The median estimate in a Bloomberg survey of 41 economists called for 360,000 claims. Projections ranged from 350,000 to 375,000. The prior week’s applications were revised to 362,000 from an initially reported 361,000.
The four-week moving average of claims, a less-volatile measure, dropped to 356,750, the lowest since March 2008.
Purchases of new houses rose 4.4 percent in November to a 377,000 annual pace, the highest level in more than two years, according to data from the Commerce Department.
Demand for new houses was up 15.3 percent from November 2011, today’s report showed. The median price rose 14.9 percent in November from the same month a year ago to $246,200.
Low mortgage rates and dwindling foreclosures are stabilizing prices and attracting buyers more than three years after a recession that was fueled by the industry’s collapse. Growing demand coupled with less inventory has given a boost to builders such as Toll Brothers Inc.
“The housing market’s in a steady recovery that’s likely to continue,” said Renaissance Macro’s Dutta. “We’re probably in the early stages of this positive feedback loop” of cheap credit, tight inventory and rising prices, he said.
Builder confidence has been improving as well. The National Association of Home Builders/Wells Fargo builder sentiment index increased in November to the highest level since April 2006.
Cheaper borrowing costs are helping drive housing demand. A 30-year, fixed-rate mortgage averaged 3.35 percent in the week that ends today, according to Freddie Mac. That is little changed from the 3.31 percent reached in late November that was the lowest in data going back to 1972.
Policy makers are striving to keep rates low to spur an even bigger recovery in housing. The Federal Reserve, which has kept its benchmark interest rate near zero since 2008, this month said it would hold it low “at least as long” as unemployment remains above 6.5 percent and inflation projections are for no more than 2.5 percent.
“Pent-up demand, rising home prices, low interest rates, and improving customer confidence motivated buyers to return to the housing market in fiscal year 2012,” Toll Brothers Chief Executive Officer Douglas Yearley said on a Dec. 4 earnings call. “As household formations accelerated and unsold home inventories dropped to record lows, the industry took further steps towards a sustained housing recovery.”
The improvement in housing, increasing job security and the lowest gasoline prices in a year are probably helping boost consumers’ views on the current state of the economy.
The Conference Board’s current-conditions measure was in line with Bloomberg’s Consumer Comfort Index, which held close to a four-year high last week.
The comfort gauge, a compilation of Americans’ present views on the economy, buying climate and personal finances, eased to minus 32.1 in the period ended Dec. 23 from minus 31.9 the week before, a drop that was within the margin of error of 3 percentage points. The gauge was less than a point from an April reading that was the highest since March 2008.
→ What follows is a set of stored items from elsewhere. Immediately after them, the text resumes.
PR #962, opened 2022-10-19
Fix bindings as tuples

darrenburns:
The logic for splitting keys was only being applied to `Binding` when supplied as the dataclass, not when the tuple was used.


davep (approved):
👍

willmcgugan (approved):

PR #1627, opened 2023-01-20
Changing overflow programmatically updates layout

rodrigogiraoserrao:
This PR proposes a fix for #1616.

*Disclaimer*: The comments in the linked issue explain why I think this is more of a patch rather a proper fix.

A proper fix would be to add a call to `self._refresh_scrollbars` in the beginning of the function I modified, instead of adding the two reassignments to `show_???_scrollbar`.
However, I went with this patch instead of the full function call because some ad-hoc experiments seem to suggest that the function `_get_scrollable_region` is called a lot and adding that extra function call, that most of the time isn't needed, might add too much overhead.

However, I don't know much about performance in Python nor am I familiar with the performance profile of Textual, so this might be a gross misjudgement.

Even so, the two reassignments run as often as the call to `self._refresh_scrollbars` would run, and most of the time they would be useless.
That is why I think an _even better approach_ would be to implement a style property specifically for the two overflow attributes and have it so that when the overflow is _set_ and _changed_, the property notifies its node that it needs to refresh the scrollbars.
Sadly, I can't quite see how this could be done, given that the implementation of `Widget` and the implementation of `Styles` seem to be quite independent (and rightfully so).


src/textual/widget.py
```diff
@@ -908,7 +907,7 @@ def _refresh_scrollbars(self) -> None:
         show_horizontal = self.show_horizontal_scrollbar
         if overflow_x == "hidden":
             show_horizontal = False
-        if overflow_x == "scroll":
+        elif overflow_x == "scroll":
```
willmcgugan, line 910: Good catch.

willmcgugan (changes requested):
I think you've identified what the issue is, but I don't think the proposed fix is in the right place.

The change introduces additional logic and state in to deciding if the scrollbars should be shown. I think we can keep the current logic (which is simpler) by calling `_refresh_scrollbars` when the style is changed, i.e. in the property.

Suggest we refresh the scrollbar state when  `overflow_x` and `overflow_y` properties are modified. This will likely require a custom descriptor based on StringEnumProperty

willmcgugan (approved):

PR #1629, opened 2023-01-20
Skip FAQtory on new issues by Textualize members

### LINKED ISSUE #1617: Meta: Don't run FAQtory if you're a member of Textualize
FAQtory is, without question, awesome. On the other hand there seems little reason to FAQ-check every issue that we (Textualize folk) raise. Given this, look into modifying [the handling of a new issue](https://github.com/Textualize/textual/blob/main/.github/workflows/new_issue.yml) such that it doesn't get run if it's one of us.

I suspect it could be done with a combination of [`github.actor`](https://docs.github.com/en/actions/learn-github-actions/contexts#github-context), `if:`, and [`contains`](https://docs.github.com/en/actions/learn-github-actions/expressions#contains). I've not tried it yet but I'm thinking:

Future prospects were not as rosy. The Conference Board’s measure of expectations for the next six months decreased to 66.5, a one-year low, from 80.9 in October. That brought the group’s total confidence index down to 65.1, a four-month low.
“The sudden turnaround in expectations was most likely caused by uncertainty surrounding the oncoming fiscal cliff,” Lynn Franco, director of economic indicators at the Conference Board, said in a statement. “While consumers are quite negative about the short-term outlook, they are more upbeat than last month about current business and labor market conditions.”